Nerve Link: Alzheimer’s suspect shows up in glaucoma

A protein fragment that litters the brains of people with Alzheimer’s disease may also bear responsibility for some of the vision loss in glaucoma, a new study in rats shows.

DEAD EYE. White specks are dying nerve cells in retinas of rats with glaucoma. The retina at bottom was treated with three drugs that inhibit amyloid-beta production. Black lines are blood vessels. L. Guo, Cordeiro

Glaucoma patients typically have abnormal fluid pressure within the eye, but it remains unknown how this stress kills the nerve cells at the back of the retina. While there is no cure for glaucoma, easing eye pressure with drugs or surgery helps prevent vision loss in many patients.
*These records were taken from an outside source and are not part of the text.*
PR #4255, opened 2026-09-07
[BugFix] Do not invent vLLM prompt log-probabilities

### LINKED ISSUE #4226: [BUG] vLLMWrapper prompt log-probs are incorrect
## Describe the bug

`vLLMWrapper` documents that the prompt log-probs it returns are not correct: the vLLM path used here does not provide usable `prompt_logprobs`, but the wrapper still writes a (padded / empty / placeholder) tensor into `LogProbs.prompt`. Users of GRPO / KL with `return_log_probs=True` can therefore consume silently wrong prompt log-probabilities.

This looks like an engine constraint, not a simple typo. The question for maintainers is what the public contract should be, not a request for a large rewrite.

## To Reproduce

When `return_log_probs=True` and `num_samples is None`, `_get_log_probs` (async / generate path) does:

```1830:1832:torchrl/modules/llm/policies/vllm_wrapper.py
            if self.num_samples is None:
                # TODO: this is not correct, we should use the prompt_logprobs
                #  but they're not returned by vLLM
```

It then reads `request_output_tc["prompt_logprobs"]` (`vllm_wrapper.py:1834-1861`). Nearby comments already describe the failure mode:

```1866:1883:torchrl/modules/llm/policies/vllm_wrapper.py
                    # Only set prompt log-probs if they actually contain
                    # data (vLLM V1 may produce all-zero padded tensors
                    # from empty per-request prompt_logprobs).
                    ...
                    # vLLM V1 may return prompt_logprobs=None per request,
                    # which from_request_output converts to empty tensors.
```

`prompt_logprobs` is requested when `return_log_probs=True`:

```610:620:torchrl/modules/llm/policies/vllm_wrapper.py
        prompt_logprobs = 1 if return_log_probs else None
        ...
        vllm_kwargs.setdefault("prompt_logprobs", prompt_logprobs)
```

If the engine still does not populate that field on the path used here, the wrapper either leaves `LogProbs.prompt` unset and later zero-fills, or stores a padded / empty tensor. Either way, a caller that reads `td["log_probs"].prompt` (GRPO KL, `RetrieveKL`, anything that scores the prompt) can get a silent wrong value rather than an error.

## Expected behavior

Please confirm the intended contract:

1. Can / should we request vLLM `prompt_logprobs` in a way that actually returns them on this generate path (and then use those values, dropping the "this is not correct" branch)?
2. If the engine cannot provide them, should `LogProbs.prompt` be omitted or set to `None`, with a warning, instead of a silently wrong tensor?

I am not proposing a rewrite of the wrapper. A documented answer (and a small change to match it) is enough.

## Screenshots

N/A

## System info

Observed on a source checkout of pytorch/rl at `1d3de3db`. Relevant when `vllm` is installed and `vLLMWrapper(..., return_log_probs=True)` is used for GRPO / KL.

## Additional context

`_build_prompt_logprobs` (`vllm_wrapper.py:2312`) already special-cases `request.prompt_logprobs is None` and zero-pads a shorter prefix. That helper makes the tensor look well-formed even when the engine returned nothing useful.

## Reason and Possible fixes

If vLLM can return `prompt_logprobs` on this path, plumb them through and delete the TODO. If it cannot, do not invent a dense tensor: leave `prompt` unset / `None` and warn once when `return_log_probs=True`. That is a contract decision for maintainers.

## Checklist

YeonwooSung:
## Description

`vLLMWrapper` requested `SamplingParams.prompt_logprobs` but the vLLM V1 generate path often returns nothing useful. The wrapper then wrote zero-filled prompt log-probs so `LogProbs.full` could be `prompt || response`. Zero log-prob is probability 1, so GRPO / KL callers that read `log_probs.prompt` (or `full` as if it contained prompt scores) got a silently wrong tensor.

This PR addresses the missing prompt-score case discussed in #4226:

- If the engine returned usable `prompt_logprobs`, keep using them.
- If it did not (None, empty tensors, all-zero padded placeholders), leave `LogProbs.prompt` unset. Keep `LogProbs.full` at prompt+response length by filling the unavailable prompt positions with NaN for alignment.
- Warn once via `torchrl_logger`.
- The prompt positions in this fallback `full` tensor are alignment placeholders, not engine-provided scores. GRPO excludes unavailable positions through a local score-validity mask, without mutating the policy distribution. KLComputation zeros NaN alignment pads while preserving real infinite log-ratios. Other consumers must likewise exclude unavailable positions or obtain actual prompt scores.

The `generate=False` prompt-scoring path is unchanged. Prefix-cache zero-padding inside `_build_prompt_logprobs` (partial real returns) is also unchanged.

### Code example

Given a configured generating `vLLMWrapper` named `policy` and its prompt TensorDict `td`, inspect `prompt` to distinguish real prompt scores from alignment padding. This example assumes padded output with prompt tokens and a nonempty response available.

```python
import torch

# policy = vLLMWrapper(..., generate=True, return_log_probs=True, pad_output=True)
# td contains the prompt expected by that wrapper.
out = policy(td)
log_probs = out["log_probs"]
response_scores = log_probs.response
assert response_scores is not None
assert log_probs.full.shape == out["tokens"].full.shape

if log_probs.prompt is None:
    # Only the response slice contains engine-provided scores.
    n_response = response_scores.shape[-1]
    torch.testing.assert_close(log_probs.full[..., -n_response:], response_scores)
    # The preceding prompt positions are NaN placeholders, not log-probabilities.
    # Exclude them from loss/KL scoring or obtain real prompt scores first.
else:
    torch.testing.assert_close(
        log_probs.full, torch.cat([log_probs.prompt, response_scores], dim=-1)
    )
```

### Async collector and CI fixes

Completed-trajectory collection keeps the pool dimension when it selects a single environment near the dialog-turn budget. This prevents lazy policy output from reaching a child environment as a scalar TensorDict:

```python

pool_batch = TensorDict(batch_size=[4, 1])
# Keep the pool axis until AsyncEnvPool unbinds it for the worker.
child_batch = pool_batch[:1].unbind(0)[0]
assert child_batch.batch_size == (1,)
# Indexing with pool_batch[0] instead would leave a scalar after unbind(0).
```

The CPU collector regression now uses the lazy batches returned by LLM wrappers. SGLang checks its resolved backend dependencies before installing TorchRL against TensorDict main; source-build version metadata can be lower than TorchRL's released TensorDict requirement. Release jobs retain the final full dependency check. The NaN-pad docstring also satisfies pydocstyle.

## Motivation and Context

close #4226

The issue asked maintainers to choose between plumbing real vLLM `prompt_logprobs` and omitting a silently wrong tensor. The `prompt` field now signals unavailable scores explicitly. Full-sequence alignment is preserved, and GRPO/KL exclude the unavailable prompt positions from scoring. If vLLM populates `prompt_logprobs` on generate, they are stored as before.

## Types of changes

Callers that assumed `log_probs.prompt` is always a dense tensor of prompt length will now see `prompt is None` when the engine omitted scores. `full` keeps prompt+response length, with NaN placeholders in the unavailable prompt slice. GRPO masks unavailable scores out of loss aggregation; KLComputation gives NaN pads zero contribution. Engine-provided prompt log-probs are preserved.

## Checklist


torchrl/modules/llm/policies/vllm_wrapper.py
```diff
@@ -1905,40 +1909,13 @@ def _generate_from_tokens(
...
                     if prompt_lp is not None and response_lp is not None:
                         log_probs_obj_flat.full = self._cat_tensors(
                             prompt_lp, response_lp
                         )
                     else:
-                        # Last resort: use response as full to avoid
-                        # missing key downstream
+                        # Prompt scores were not returned. Do not invent
+                        # zeros (log-prob 0 == probability 1).
                         log_probs_obj_flat.full = response_lp
```
vmoens: [P1] Preserve full-sequence alignment for downstream losses

On the missing-prompt-logprobs path this changes `log_probs.full` from prompt+response length to response length, while `tokens.full`, the assistant masks, and training-policy log-probs still cover the full sequence. GRPOLoss._log_weight explicitly requires matching shapes: a three-token prompt plus two-token response now gives current [1, 5] versus previous [1, 2] and raises ValueError. KL transforms similarly mask against full-sequence positions. Keep the missing-data contract explicit without relabeling a response-only tensor as `full`, and validate an actual generate-output-to-loss/KL path; the new helper tests never exercise this integration.

vmoens (changes requested):
Leaving unavailable prompt scores unset is reasonable, but using response-only scores as LogProbs.full breaks the existing full-sequence consumers. The five helper tests pass; a direct GRPOLoss consumer probe reproduces the shape failure.

torchrl/modules/llm/policies/vllm_wrapper.py
YeonwooSung: Addressed in 236879931. `LogProbs.prompt` stays unset when the engine omits scores. `LogProbs.full` is assembled to prompt+response length (alignment zeros on the prompt slice) so it matches `tokens.full` and the assistant masks. A response-only tensor is no longer stored as `full`; if prompt tokens are also missing, `full` is left unset.

Added generate-output to consumer tests in `TestVLLMPromptLogprobsConsumers`: the 3+2 token case now goes through `GRPOLoss` and `KLComputation`, and the previous response-only `full` still raises the shape `ValueError`.

torchrl/modules/llm/policies/vllm_wrapper.py
```diff
@@ -2300,6 +2289,133 @@ def _get_generic_dist(self, tensordict: TensorDictBase, **kwargs) -> D.Distribut
...
+        ``None`` when ``full`` cannot be formed without relabeling the
+        response as a full sequence.
+    """
+    if response_lp is None:
+        return None
+    if prompt_lp is not None:
+        return _cat_prompt_response(prompt_lp, response_lp)
+    if prompt_tokens is None:
+        return None
+    return _cat_prompt_response(
```
vmoens, line 2415: [P2] Prevent alignment zeros from being consumed as prompt scores

Leaving prompt unset does not protect consumers of full. With RLHF masking, all_assistant_mask can include earlier assistant turns inside the prompt. Those positions now have an old log-probability of zero, so even an unchanged policy gets a non-unit importance ratio. KLComputation likewise subtracts reference scores from these zeros without a score-validity mask. This restores the unavailable-prompt-score error the PR is intended to remove, despite fixing the previous shape mismatch.

I reproduced this through GRPOLoss._log_weight with a LogProbDistribution using the following values:

```python
# Prompt has three tokens; token 1 is an earlier assistant turn.
old_full = torch.tensor([[0., 0., 0., -0.5, -0.6]])
current_full = torch.tensor([[-0.2, -0.3, -0.4, -0.5, -0.6]])
assistant_mask = torch.tensor([[False, True, False, True, True]])
ratio = (current_full - old_full).exp()[assistant_mask]
# tensor([0.7408, 1.0000, 1.0000])
# The first ratio should also be 1 when the underlying policy is unchanged.
```

Keep full aligned, but enforce that unavailable positions cannot enter these objectives, or obtain actual prompt scores when the requested loss needs them. Add the previous-assistant-in-prompt case and check KL excludes unavailable scores; asserting only shape/finiteness (or full - ref including padding) misses the numerical error.

vmoens (changes requested):
Re-reviewed 2368799. The response-only/full shape mismatch is fixed, and all 12 focused contract/consumer tests pass. However, zero-filled prompt positions in full can still be consumed as real scores by GRPO and KL. The current tests only mask the current response for GRPO and explicitly accept the fabricated prompt contribution for KL, so they do not establish the intended missing-score contract. Details and a numerical reproduction are inline.

I also updated the PR body's stale response-only description and example to match this head. The remaining issue is score validity, not tensor length.

torchrl/modules/llm/policies/vllm_wrapper.py
YeonwooSung: Alignment zeros were being consumed as log P=1. `LogProbs.full` still has prompt+response length, but the missing prompt slice is now NaN rather than 0.0.

`GRPOLoss._log_weight` intersects `dist.mask` with `isfinite(prev_log_prob)` before the importance ratio, so a previous assistant turn inside the prompt cannot enter the objective. With the reproduced inputs (`old_full` padded, `current_full = [-0.2, -0.3, -0.4, -0.5, -0.6]`, `assistant_mask = [F, T, F, T, T]`), `ratio[assistant_mask]` is `[1, 1, 1]` and token 1 is dropped from the loss. `KLComputation` writes 0 at non-finite positions instead of `0 - ref`.

`LogProbs.prompt` stays unset; the engine is not forced to return `prompt_logprobs`. Tests now fail if zeros leak: assemble asserts the prompt slice is non-finite, GRPO asserts the unit ratio plus exclusion, and KL asserts `kl[:3] == 0` against a non-zero reference.

torchrl/objectives/llm/grpo.py
```diff
@@ -943,7 +943,11 @@ def _log_weight(
             )
             raise ValueError(error_msg)
 
-        attention_mask = dist.mask
+        # 0.0 is a valid log-prob (log 1). Alignment pads in generate-path
+        # LogProbs.full are NaN so earlier assistant turns inside the
+        # prompt cannot enter the importance ratio as fabricated scores.
+        attention_mask = dist.mask & torch.isfinite(prev_log_prob)
+        dist.mask = attention_mask
```
vmoens: [P1] Do not assign to LLMMaskedCategorical's read-only mask

The real wrapper distribution exposes mask as a property without a setter. This assignment therefore breaks ordinary GRPO calls, even with completely finite old log-probabilities; it is not confined to the missing-prompt branch. The new LogProbDistribution test passes because that different class stores a mutable mask attribute.

This public loss call returns -1.0 on the preceding head and raises AttributeError on this head:

```python
import math
import torch
from torch import nn
from torchrl.modules.distributions import LLMMaskedCategorical
from torchrl.objectives.llm import GRPOLoss

class Actor(nn.Module):
    def get_dist(self, td, **kwargs):
        return LLMMaskedCategorical(
            logits=torch.zeros(1, 5, 4),
            mask=torch.ones(1, 5, dtype=torch.bool),
        )

td = TensorDict({
    ("tokens", "full"): torch.ones(1, 5, dtype=torch.long),
    ("log_probs", "full"): torch.full((1, 5), -math.log(4)),
    "advantage": torch.ones(1, 5, 1),
}, batch_size=[1])
GRPOLoss(Actor(), entropy_bonus=False)(td)
# AttributeError: property 'mask' of 'LLMMaskedCategorical' object has no setter
```

Carry the effective score-validity mask through the loss without assuming every distribution's mask is assignable, and exercise the distribution class the real wrappers return. Avoid bypassing a distribution's mask/cache invariants by just assigning a private field.

torchrl/envs/llm/transforms/kl.py
```diff
@@ -1492,11 +1492,12 @@ def _step(
...
-        kl = [
-            gen_lp - ref_lp
-            for gen_lp, ref_lp in _zip_strict(gen_log_probs, ref_log_probs)
-        ]
+        # Here gen_log_probs = log p, ref_log_probs = log q.
+        # Non-finite values are alignment pads, not scores; 0.0 is log 1.
+        kl = []
+        for gen_lp, ref_lp in _zip_strict(gen_log_probs, ref_log_probs):
+            diff = gen_lp - ref_lp
+            kl.append(torch.where(torch.isfinite(diff), diff, torch.zeros_like(diff)))
```
vmoens: [P2] Distinguish missing-score NaNs from genuine infinite KL values

Filtering every non-finite difference hides valid infinite log-ratios. A reference policy can assign zero probability to a token, represented by ref_log_prob = -inf. With a finite generation score this must remain an infinite penalty, not zero:

```python
gen_lp = torch.tensor([-0.5, float("nan")])
ref_lp = torch.tensor([float("-inf"), -0.7])
# Expected: [inf, 0.] -- only the second position is unavailable.
# KLComputation now returns: [0., 0.]
```

I reproduced this through KLComputation(add_to_reward=False). Mask the explicit missing-score positions rather than treating all non-finite differences as padding, and preserve the existing behavior for real infinite scores.

vmoens (changes requested):
Re-reviewed 48c8b90. NaN placeholders now distinguish unavailable prompt scores from real zero log-probabilities, and the 12 submitted contract/consumer tests pass. Two regressions remain:

1. GRPOLoss now raises with the LLMMaskedCategorical returned by the real LLM wrappers, including when all old scores are finite. The test uses LogProbDistribution, whose mutable mask hides this failure.
2. KLComputation silently changes genuine infinite log-ratios to zero, although the new missing-score sentinel is NaN.

Both are reproduced below. I corrected the PR body's zero-padding description to match the new NaN sentinel.

torchrl/envs/llm/transforms/kl.py
YeonwooSung: `KLComputation` now zeros only NaN scores (`torch.isnan(gen_lp) | torch.isnan(ref_lp)`). A finite generation score against `ref_log_prob = -inf` stays `+inf`. `test_kl_preserves_infinite_ref_and_zeros_nan_pads` asserts `[inf, 0.]` on the reproduction tensors; `test_generate_output_to_kl_computation` still checks that NaN prompt pads become 0 (`4f1fa38e3`).

torchrl/objectives/llm/grpo.py
YeonwooSung: `_log_weight` now keeps `attention_mask = dist.mask & torch.isfinite(prev_log_prob)` local and returns it as a fourth value. `forward` unpacks that mask for ESS / aggregation; `dist.mask` and `dist._mask` are not written. `test_grpo_loss_with_llm_masked_categorical` runs the public `GRPOLoss` path with `LLMMaskedCategorical` and gets `loss_objective == -1.0` with no exception. NaN prompt pads are still zeroed before the ratio (`4f1fa38e3`).

YeonwooSung:
Addressed the review on `48c8b90` in `4f1fa38e3`.

- GRPOLoss: do not assign `LLMMaskedCategorical.mask`. `_log_weight` returns the effective score-validity mask; `forward` uses that for ESS / aggregation. Public `LLMMaskedCategorical` call returns `loss_objective == -1.0`.
- KLComputation: zero NaN alignment pads only. Finite gen score minus `ref_log_prob = -inf` remains `+inf` (`[inf, 0.]`).

vmoens (commented):
Rechecked 4f1fa38e3. Both substantive findings are resolved: the real `LLMMaskedCategorical` works with full and missing-prompt scores (unchanged-policy loss is -1), and KL preserves `[inf, 0]` for an impossible reference token plus a NaN prompt pad. The 14 wrapper/consumer tests and two existing loss tests pass. Additional GRPO/CISPO probes cover entropy, KL, both mean aggregations, and finite gradients with zero contribution from missing prompt positions.

One mechanical correction remains before clearing the earlier changes request: ufmt rejects the new list comprehension in `vllm_wrapper.py`. Its expected form is:

```python
return [_cat_prompt_response(p, r) for p, r in _zip_strict(prompt, response)]
```

No remaining functional findings from this round. Live vLLM/CUDA execution was not available locally.

YeonwooSung:
a281511e8 puts `_cat_prompt_response` on one line so ufmt is clean, and rebases this branch onto `06d57a05` (#4256).

vmoens (approved):
Rechecked a281511e8. The final formatter correction is fixed, and range-diff confirms the preceding functional changes were preserved by the rebase. All 14 prompt-logprob wrapper/consumer tests pass. The eight GRPO/CISPO forward-and-gradient probes also pass across token/prompt mean aggregation and available/missing prompt scores, with entropy and KL enabled.

All changed Python files pass ufmt. The earlier distribution-mutation, missing-score, and infinite-KL findings are resolved. No remaining actionable findings. Live vLLM/CUDA execution was not available locally.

Some glaucoma patients, however, experience vision loss even with normal eye pressure, indicating that other factors are sometimes involved.

The new research suggests that one hidden assailant is amyloid-beta, the same protein fragment that accumulates in the brains of Alzheimer’s patients. An earlier rodent study of glaucoma had found the substance in the animals’ eyes, but other evidence of amyloid-beta in glaucoma is scarce.

In the new study, ophthalmologist M. Francesca Cordeiro of University College London and her colleagues induced glaucoma in 60 rats by injecting saline into the animals’ eyes. Within weeks, amyloid-beta deposits showed up in dying retinal-nerve cells.

The researchers then gave another round of eye injections to some of the rats. In one eye, the animals received a synthetic antibody that absorbs amyloid-beta. The other eye got a placebo.

After 3 weeks, the medicated eyes showed only one-fourth as much retinal-cell death as did the untreated eyes, the researchers report in an upcoming Proceedings of the National Academy of Sciences. The effect remained 13 weeks later.

Next, the scientists repeated the experiment on other rats with glaucoma, this time using a cocktail that included the antibody and two other drugs with anti–amyloid-beta effects: a dye called Congo red and an enzyme deactivator called beta-secretase inhibitor. The triple combination worked even better than the antibody alone, reducing cell death by 84 percent.

“This offers a novel hypothesis and very intriguing results with the potential for therapeutic impact on a devastating, blinding disease,” says psychiatrist Lee E. Goldstein of Harvard Medical School and the Brigham and Women’s Hospital in Boston. It remains unclear, though, whether amyloid-beta is similarly involved in human glaucoma and, if so, whether it’s a perpetrator of the disease or a bystander. “The jury is still out,” says Goldstein.

Researchers are currently testing an amyloid-beta antibody as a drug in a large trial of Alzheimer’s patients, but Congo red and beta-secretase inhibitor haven’t entered that stage of Alzheimer’s testing, Cordeiro says. She says she’s hopeful that scientists will assess the triple combination in glaucoma patients within 2 or 3 years.

“One of the problems I have as a glaucoma doctor is that there are no other real treatments out there, other than reducing pressure in the eye,” she says.